(Stored data entries)
§
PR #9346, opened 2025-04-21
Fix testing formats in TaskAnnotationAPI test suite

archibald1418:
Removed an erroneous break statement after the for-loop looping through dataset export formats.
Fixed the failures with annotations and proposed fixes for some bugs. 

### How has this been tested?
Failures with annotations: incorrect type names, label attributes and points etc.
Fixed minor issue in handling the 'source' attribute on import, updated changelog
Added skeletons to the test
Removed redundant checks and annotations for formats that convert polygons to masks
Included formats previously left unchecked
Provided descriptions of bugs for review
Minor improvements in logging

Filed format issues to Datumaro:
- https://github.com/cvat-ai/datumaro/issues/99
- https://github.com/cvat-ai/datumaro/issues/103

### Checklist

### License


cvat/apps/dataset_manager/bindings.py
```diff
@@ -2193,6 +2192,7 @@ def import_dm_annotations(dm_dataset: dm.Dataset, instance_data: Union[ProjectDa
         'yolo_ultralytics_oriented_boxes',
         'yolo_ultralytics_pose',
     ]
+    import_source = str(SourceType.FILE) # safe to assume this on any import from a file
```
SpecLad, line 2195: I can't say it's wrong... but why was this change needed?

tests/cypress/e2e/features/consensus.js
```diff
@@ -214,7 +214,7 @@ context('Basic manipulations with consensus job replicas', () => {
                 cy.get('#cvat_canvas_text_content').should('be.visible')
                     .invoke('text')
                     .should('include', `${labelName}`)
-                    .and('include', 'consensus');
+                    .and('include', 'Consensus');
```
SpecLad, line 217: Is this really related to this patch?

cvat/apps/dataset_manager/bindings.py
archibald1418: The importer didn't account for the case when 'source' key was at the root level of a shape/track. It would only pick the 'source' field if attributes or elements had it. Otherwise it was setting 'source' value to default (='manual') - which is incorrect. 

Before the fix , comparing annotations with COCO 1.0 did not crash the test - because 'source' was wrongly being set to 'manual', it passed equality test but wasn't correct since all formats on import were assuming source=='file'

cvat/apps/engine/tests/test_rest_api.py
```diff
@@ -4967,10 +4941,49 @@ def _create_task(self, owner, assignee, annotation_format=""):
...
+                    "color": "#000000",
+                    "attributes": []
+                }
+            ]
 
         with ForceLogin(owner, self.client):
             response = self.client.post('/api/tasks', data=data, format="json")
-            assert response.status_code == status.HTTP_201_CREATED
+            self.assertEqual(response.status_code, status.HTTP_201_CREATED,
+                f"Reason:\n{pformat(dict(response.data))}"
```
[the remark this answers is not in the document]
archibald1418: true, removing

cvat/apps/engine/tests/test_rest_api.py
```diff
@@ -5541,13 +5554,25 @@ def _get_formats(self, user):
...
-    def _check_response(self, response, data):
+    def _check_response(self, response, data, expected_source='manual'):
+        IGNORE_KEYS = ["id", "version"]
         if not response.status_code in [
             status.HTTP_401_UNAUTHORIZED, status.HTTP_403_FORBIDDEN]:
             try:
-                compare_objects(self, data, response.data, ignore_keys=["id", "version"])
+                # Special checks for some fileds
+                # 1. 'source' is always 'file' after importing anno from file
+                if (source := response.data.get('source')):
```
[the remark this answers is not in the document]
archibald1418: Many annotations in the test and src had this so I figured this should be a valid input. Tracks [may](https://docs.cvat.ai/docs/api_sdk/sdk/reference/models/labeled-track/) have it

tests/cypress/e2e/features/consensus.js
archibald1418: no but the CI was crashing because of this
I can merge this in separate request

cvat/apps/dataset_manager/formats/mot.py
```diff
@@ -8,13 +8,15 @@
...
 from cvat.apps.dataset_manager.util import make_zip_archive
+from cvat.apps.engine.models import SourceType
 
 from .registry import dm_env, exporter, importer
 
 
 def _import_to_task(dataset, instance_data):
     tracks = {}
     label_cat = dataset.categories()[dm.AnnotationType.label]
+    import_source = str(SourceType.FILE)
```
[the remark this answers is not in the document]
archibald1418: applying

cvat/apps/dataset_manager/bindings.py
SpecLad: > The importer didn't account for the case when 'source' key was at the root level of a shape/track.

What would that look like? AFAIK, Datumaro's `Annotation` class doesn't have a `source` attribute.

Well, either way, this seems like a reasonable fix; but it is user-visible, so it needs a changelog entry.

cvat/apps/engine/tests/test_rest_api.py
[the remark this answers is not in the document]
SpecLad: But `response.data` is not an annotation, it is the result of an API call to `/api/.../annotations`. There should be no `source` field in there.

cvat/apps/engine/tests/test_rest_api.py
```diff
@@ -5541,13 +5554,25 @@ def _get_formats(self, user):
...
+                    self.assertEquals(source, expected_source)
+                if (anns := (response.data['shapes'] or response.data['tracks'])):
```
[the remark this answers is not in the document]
§
PROBLEM STATEMENT
Lines containing the word "some" are to be located in the entries and copied.

RESULT BELOW
Fixed the failures with annotations and proposed fixes for some bugs. 
+                # Special checks for some fileds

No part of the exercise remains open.